TBD: Getting started example for generic target.

Additional notes for building nextpnr
-------------------------------------

Use cmake `-D` options to specify which version of nextpnr you want to build.

Use `-DARCH=...` to set the architecture. It is semicolon separated list.
Use `cmake . -DARCH=all` to build all supported architectures.

The following runs a debug build of the iCE40 architecture without GUI
and without Python support and only HX1K support:

```
cmake -DARCH=ice40 -DCMAKE_BUILD_TYPE=Debug -DBUILD_PYTHON=OFF -DBUILD_GUI=OFF -DICE40_HX1K_ONLY=1 .
make -j$(nproc)
```

Notes for developers
--------------------
 
- All code is formatted using `clang-format` according to the style rules in `.clang-format` (LLVM based with 
  increased indent widths and brace wraps after classes).
- To automatically format all source code, run `make clangformat`.
- See the wiki for additional documentation on the architecture API.

Testing
-------

- To build test binaries as well, use `-DBUILD_TESTS=ON` and after `make` run `make tests` to run them, or you can run separate binaries.
- To use code sanitizers use the `cmake` options:
  - `-DSANITIZE_ADDRESS=ON`
  - `-DSANITIZE_MEMORY=ON -DCMAKE_C_COMPILER=clang -DCMAKE_CXX_COMPILER=clang++`
  - `-DSANITIZE_THREAD=ON`
  - `-DSANITIZE_UNDEFINED=ON`
- Running valgrind example `valgrind --leak-check=yes --tool=memcheck ./nextpnr-ice40 --json ice40/blinky.json`

Links and references
--------------------

### Synthesis, simulation, and logic optimization

- [Yosys](http://www.clifford.at/yosys/)
- [Icarus Verilog](http://iverilog.icarus.com/)
- [ABC](https://people.eecs.berkeley.edu/~alanmi/abc/)

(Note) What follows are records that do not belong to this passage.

PR #334, opened 2023-10-24
enable backwards compat feature: only contracts after migration are charged for ice creation NTRN-135

quasisamurai:
[TASK](https://hadronlabs.atlassian.net/browse/NTRN-135)

We need changes in ICTX module related to register_fee backwards compatible.

In the upgrade handler of Neutron v1.1.0 we must take the last uploaded code_id of wasm contracts and save it to the storage.

We make register_fee field optional.

When a contract calls RegisterInterchainAccount method, Neutron compares code_id of the calling contract with the saved one:

If it’s less or equal to the saved one - we allow contract to not pay fees for the ICA registration;

if code_id is greater - register_fee is required.

- register_fee is optional field in Neutron CW SDK and in the RegisterInterchainAccount message;

- last code_id is saved into the storage in the upgrade handler for v1.1.0;

- contracts with code_id less or equal then the saved one do not pay fees for ICA registration;

- contract with code_id greater then the saved one pay fees for ICA registration;

- documentation is updated;

- tests are implemented;


x/interchaintxs/keeper/keeper.go
```diff
@@ -92,3 +92,19 @@ func (k Keeper) ChargeFee(ctx sdk.Context, payer sdk.AccAddress, fee sdk.Coins)
...
+	bytes := store.Get(types.LastCodeIdBeforeUpgrade)
+
+	if bytes == nil {
+		k.Logger(ctx).Debug("Last code id key don't exists, GetLastCodeID returns 0")
+		return 0
+	}
+	return sdk.BigEndianToUint64(bytes)
+}
+
+func (k Keeper) SetLastCodeIDBeforeUpgrade(ctx sdk.Context, id uint64) {
```
mmikev: Unused method

app/upgrades/nextupgrade/upgrades.go
```diff
@@ -238,6 +240,13 @@ func setInterchainTxsParams(ctx sdk.Context, paramsKeepers paramskeeper.Keeper,
 
 	bz := codec.MustMarshal(&currParams)
 	store.Set(interchaintxstypes.ParamsKey, bz)
+
+	wasmStore := ctx.KVStore(wasmStoreKey)
+	bzWasm := wasmStore.Get(wasmtypes.KeyLastCodeID)
+	if bzWasm == nil {
+		return fmt.Errorf("last code ID not found during the upgrade")
+	}
```
mmikev: There is no public method in wasmd keeper to use instead of this raw work with the storage?

app/upgrades/nextupgrade/upgrades_test.go
```diff
@@ -159,3 +163,56 @@ func (suite *UpgradeTestSuite) TestAdminModuleUpgrade() {
...
+
+	// register with fees
+	jsonStringAfterUpgrade := `{"register": {"connection_id":"connection-1","interchain_account_id":"test-3"}}`
+	byteEncodedMsgAfterUpgrade := []byte(jsonStringAfterUpgrade)
+	_, err = contractKeeper.Execute(ctx, contractAddressAfterUpgrade, sdk.AccAddress("neutron1weweewe"), byteEncodedMsgAfterUpgrade, sdk.NewCoins(sdk.NewCoin("untrn", sdk.NewInt(1000))))
+	suite.Require().NoError(err)
+
+	// failed register due lack of fees (fees required)
+	_, err = contractKeeper.Execute(ctx, contractAddressAfterUpgrade, sdk.AccAddress("neutron1weweewe"), byteEncodedMsgAfterUpgrade, nil)
+	suite.Error(err)
```
mmikev: Can we check here that we get exactly fee related error?

x/interchaintxs/keeper/msg_server.go
```diff
@@ -47,8 +47,10 @@ func (k Keeper) RegisterInterchainAccount(goCtx context.Context, msg *ictxtypes.
 		return nil, errors.Wrapf(ictxtypes.ErrNotContract, "%s is not a contract address", msg.FromAddress)
 	}
 
-	if err := k.ChargeFee(ctx, senderAddr, msg.RegisterFee); err != nil {
-		return nil, errors.Wrapf(err, "failed to charge fees to pay for RegisterInterchainAccount msg: %s", msg)
+	if k.sudoKeeper.GetContractInfo(ctx, senderAddr).CodeID >= k.GetLastCodeIDBeforeUpgrade(ctx) {
```
mmikev: Let's leave a small comment here why we do this

x/interchaintxs/types/keys.go
```diff
@@ -18,7 +18,9 @@ const (
 )
 
 const (
-	prefixParamsKey = iota + 1
+	prefixParamsKey               = iota + 1
+	prefixLastCodeIdBeforeUpgrade = iota + 2
```
mmikev: The same here, a little comment to describe the purpose of the contstant would be very nice in the future

pr0n00gler (changes requested):

x/contractmanager/types/expected_keepers.go
```diff
@@ -1,12 +1,14 @@
...
 
 import (
+	wasmtypes "github.com/CosmWasm/wasmd/x/wasm/types"
 	sdk "github.com/cosmos/cosmos-sdk/types"
 )
 
 // WasmKeeper defines the expected interface needed to cam cosmwasm contracts.
 type WasmKeeper interface {
 	HasContractInfo(ctx sdk.Context, contractAddress sdk.AccAddress) bool
+	GetContractInfo(ctx sdk.Context, contractAddress sdk.AccAddress) *wasmtypes.ContractInfo
```
sotnikov-s, line 11: unused method

x/interchaintxs/keeper/keeper.go
```diff
@@ -92,3 +92,14 @@ func (k Keeper) ChargeFee(ctx sdk.Context, payer sdk.AccAddress, fee sdk.Coins)
 func (k Keeper) GetAuthority() string {
 	return k.authority
 }
+
+func (k Keeper) GetLastCodeIDBeforeUpgrade(ctx sdk.Context) (codeID uint64) {
```
sotnikov-s: I don't like the naming. which upgrade? what if we have more than one upgrade with some code ID? why do we even mention some upgrade in module keeper's interface? let's name it something like `GetLastFreeRegisterICACodeID` (there could definitely be a better naming for it, just an example) — says for itself what kind of ID it returns and hints at the context/reason for that

x/interchaintxs/keeper/msg_server.go
sotnikov-s: why `>=`? we will charge the contracts with src code uploaded before upgrade this way, won't we? seems like here a strict `>` is required

sotnikov-s (changes requested):

app/upgrades/nextupgrade/upgrades_test.go
```diff
@@ -159,3 +163,56 @@ func (suite *UpgradeTestSuite) TestAdminModuleUpgrade() {
...
+	)
+
+	suite.Require().True(ccvConsumerSubspace.Has(ctx, ccvconsumertypes.KeyRewardDenoms))
+	suite.FundAcc(sdk.AccAddress("neutron1weweewe"), sdk.NewCoins(sdk.NewCoin("untrn", sdk.NewInt(10000))))
+	// emulate mainnet/testnet state
+	ccvConsumerSubspace.Set(ctx, ccvconsumertypes.KeyRewardDenoms, &[]string{params.DefaultDenom})
+
+	var denomsBefore []string
+	ccvConsumerSubspace.Get(ctx, ccvconsumertypes.KeyRewardDenoms, &denomsBefore)
+	suite.Require().Equal(denomsBefore, []string{params.DefaultDenom})
```
sotnikov-s: you sure it's related to this test case?

app/upgrades/nextupgrade/upgrades_test.go
```diff
@@ -159,3 +163,56 @@ func (suite *UpgradeTestSuite) TestAdminModuleUpgrade() {
...
+	contractKeeper := keeper.NewDefaultPermissionKeeper(app.WasmKeeper)
+	// store contract just to increase code_id
+	_ = suite.StoreTestCode(ctx, sdk.AccAddress("neutron1_ica"), "testdata/neutron_interchain_txs.wasm")
```
sotnikov-s: why is this needed?

app/upgrades/nextupgrade/upgrades_test.go
```diff
@@ -159,3 +163,56 @@ func (suite *UpgradeTestSuite) TestAdminModuleUpgrade() {
...
+	upgrade := upgradetypes.Plan{
+		Name:   nextupgrade.UpgradeName,
+		Info:   "some text here",
+		Height: 100,
+	}
+	app.UpgradeKeeper.ApplyUpgrade(ctx, upgrade)
+
+	lastCodeID := app.InterchainTxsKeeper.GetLastCodeIDBeforeUpgrade(ctx)
+	// ensure that wasm module stores next code id
+	suite.Require().Equal(lastCodeID, codeIDBefore+1)
```
sotnikov-s, line 189: why you expect the next code if it's named the **last** one?

x/contractmanager/types/expected_keepers.go
quasisamurai: It's not.  This method is required by task itself (get the contract code id by its address)

app/upgrades/nextupgrade/upgrades_test.go
quasisamurai: to emulate that we have more than 1 contract stored before upgrade. Doesn't mandatory, but I find this at least not superfluous

upd. nvm, we already have enough contracts stored. deleted this

app/upgrades/nextupgrade/upgrades_test.go
quasisamurai: Because the keyword `last` is  inherited from wasm module. Actually, it's more like `next` id

x/interchaintxs/keeper/msg_server.go
quasisamurai: because as you noticed in the next comment, "_why you expect the next code if it's named the last one?_".  This is related. On a practical level, this value is more like "next id", [here](https://github.com/neutron-org/neutron/blob/7e91506fb6d733163bab7a4a20960558c1674d97/app/upgrades/nextupgrade/upgrades_test.go#L198) it is tested

app/upgrades/nextupgrade/upgrades_test.go
quasisamurai: firstly, I left it because every upgrade test had these lines. now removed, thx

x/contractmanager/types/expected_keepers.go
sotnikov-s: I can see that you've added this method to two expected wasm keepers: on the interchaintxs module's side and on the contractmanager module's side. the method is used in interchaintxs, but is not in contractmanager
image

x/interchaintxs/keeper/msg_server.go
```diff
@@ -47,8 +47,11 @@ func (k Keeper) RegisterInterchainAccount(goCtx context.Context, msg *ictxtypes.
 		return nil, errors.Wrapf(ictxtypes.ErrNotContract, "%s is not a contract address", msg.FromAddress)
 	}
 
-	if err := k.ChargeFee(ctx, senderAddr, msg.RegisterFee); err != nil {
-		return nil, errors.Wrapf(err, "failed to charge fees to pay for RegisterInterchainAccount msg: %s", msg)
+	// if contract is stored after [last] upgrade, we're not going charge fees for register ICA
+	if k.sudoKeeper.GetContractInfo(ctx, senderAddr).CodeID >= k.GetLastFreeRegisterICACodeID(ctx) {
```
sotnikov-s: a reminder to improve naming re Last-Current-FromID

sotnikov-s (approved):

quasisamurai:
https://github.com/neutron-org/neutron-tests/actions/runs/6745812174/job/18338461190

quasisamurai:
https://github.com/neutron-org/neutron-tests/actions/runs/6745812174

### FPGA bitstream documentation (and tools) projects

- [Project IceStorm (Lattice iCE40)](http://www.clifford.at/icestorm/)
- [Project Trellis (Lattice ECP5)](https://symbiflow.github.io/prjtrellis-db/)
- [Project X-Ray (Xilinx 7-Series)](https://symbiflow.github.io/prjxray-db/)
- [Project Chibi (Intel MAX-V)](https://github.com/rqou/project-chibi)

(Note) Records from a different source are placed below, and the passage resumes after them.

PR #342, opened 2023-11-01
Audit Fix: Fix coins.add usage during deposit

jcompagni10:
Every sdk.Coin.Add happening in DepositCore results in multiple traversals over all coins
in sharesIssued , and also involves allocation of additional data structures, thus resulting in quadratic
scaling of the DepositCore runtime (because it invokes sdk.Coins Add() for each issued share).
As a fix, we instead aggregate the coins as a slice and then perform aggregation and validation only once. 
We also move coin sending logic to the end of the deposit function for further efficiency.


pr0n00gler (approved):
LGTM, but please attach a testrun

utils/bank.go
```diff
@@ -105,3 +106,24 @@ func FilteredPaginateAccountBalances(
 
 	return res, nil
 }
+
+// SanitizeCoins takes an unsorted list of coins and sorts them, removes coins with amount zero and combines duplicate coins
+func SanitizeCoins(coins []sdk.Coin) sdk.Coins {
```
sotnikov-s, line 111: have you seen the [NewCoins](https://github.com/neutron-org/cosmos-sdk/blob/a02d35388763a73f65cab154a9e546079b73fb05/types/coin.go#L180) func from cosmos-sdk? it does exactly the same according to the comment: removes zero coins and sorts the rest. if you have, any reasons you decided to write your own algorithm for it (I presume there could be some subtle differences)? if you have not, do you think we can reuse it?

jcompagni10: NewCoins doesn't remove duplicates

sotnikov-s (approved):

jcompagni10:
https://github.com/neutron-org/neutron-tests/actions/runs/6816533411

### Other FOSS FPGA place and route projects

- [Arachne PNR](https://github.com/cseed/arachne-pnr)
- [VPR/VTR](https://verilogtorouting.org/)
- [SymbiFlow](https://github.com/SymbiFlow/symbiflow-arch-defs)
- [Gaffe](https://github.com/kc8apf/gaffe)
- [KinglerPAR](https://github.com/rqou/KinglerPAR)

> SymbiFlow is working with the Verilog to Routing tool to extend the current
research tool to support real architectures. VtR is strongly focused on
architecture research but having support for real architectures might enable
research nextpnr zu providing documentation and explanation.